After drying and condensation of the binder at approx. 180 ° C 2 has the spunbond has a weight per unit area of 210 g / sn, which corresponds to a binder application of 15.3 Corresponds to percent by weight. The technological data of the carrier web are: (tear) strength lengthways: 82 daN / 5 cm elongation at break lengthways: 30% tear strength: 5.6 daN cover elongation at 180 ° C: (load 5 daN / 5 cm): 2.5% daN (tear) strength lengthways: 39.0 daN 100 g specific (tear) strength lengthways: 39.0 5 cm 2 m specific reference elongation at 180 ° C. lengthways: 567% .g / m² Example 3 A calendered spunbonded nonwoven made of polyethylene terephthalate filaments 2 of a single titer of 4 dtex with a weight per unit area of 250 g / m 2 is combined with a binder the following composition by printing a check pattern (line spacing 5 mm, Line width 2 mm) impregnated: 263 g / l of an aqueous dispersion containing 50 Percentage by weight of a copolymer of 80 percent by weight styrene, 11 percent by weight Butadiene, 5 percent by weight acrylic acid, 4 percent by weight acrylamide, 15.7 g / l of a 75 point solution of a trimethylolmelamine trimethyl ether, 0.5 g / r one 30% solution of p-toluenesulphonic acid water.

10.5 g / l of a 10 percent by weight solution of the ammonium salt of a Polyacrylic acid, 710.3 g / l water After drying and condensation of the binder the spunbond has a weight of 283 g / m2, which means a binder application of 13.2 * is equivalent to.

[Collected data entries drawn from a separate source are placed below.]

PR #601, opened 2017-01-15
add Zone.root to get root zone directly 

JiaLiPassion:
add runOutsideOfCurrentZone method just like runOutsideAngular so we can run under rootZone or fork a new zone under rootZone.

```javascript
Zone.current.fork({name: 'testZone'}).run(function() {
        Zone.runOutsideOfCurrentZone(() => {
          expect(Zone.current.name).toEqual('<root>');
        });
      });
```

The motivation is to run some async code inside the zoneSpec's callback. Without the runOutsideOfCurrentZone method, such async call will cause infinite loop. 
for example:

```javascript
Zone.current.fork({
  name: 'testZone', 
  onScheduleTask: function(delegate, currentZone, targetZone, task) {
     asyncLog(task);
  }
});
```

asyncLog will cause infinite loop, now we can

The bonded spunbond has the following technological data: Longitudinal tear strength: 109.8 daN / 5 cm Longitudinal elongation at break: 31% Tear strength: 6.3 daN reference elongation at 1800C (load 5 daN / 5cm): 1.9% specific tear strength lengthways: 38.8 daN: 100 g 5 cm 2 m specific reference elongation lengthways (5 daN / 5 cm load): 588%. g / m2

Claims (2)

Claims 1. A method for producing a carrier web from a spunbond made of synthetic polyester filaments with a melting point of over 2300 and a single titer of about 3 to 15 atex, bound with about 10 up to 30 percent by weight, based on the unbound spunbond, of a chemical Binder by applying it to the spunbond in the form of an aqueous dispersion and solidification by drying at about 120 to 220 ° C, characterized in that the aqueous dispersion a) used is a dispersion which is 10 to 60 percent by weight a copolymer of 60 to 90 percent by weight styrene, 5 to 20 percent by weight Butadiene, 2 to 10 percent by weight acrylic acid and 2 to 10 percent by weight acrylamide, b) 5 to 30 percent by weight, based on the amount of copolymer of a melamine-formaldehyde precondensate, c) a catalytic amount of acidic catalysts and, if appropriate, d) others contains inert additives. 2. The method according to claim 1, characterized in that as Polyester filaments made from polyethylene terephthalate are used.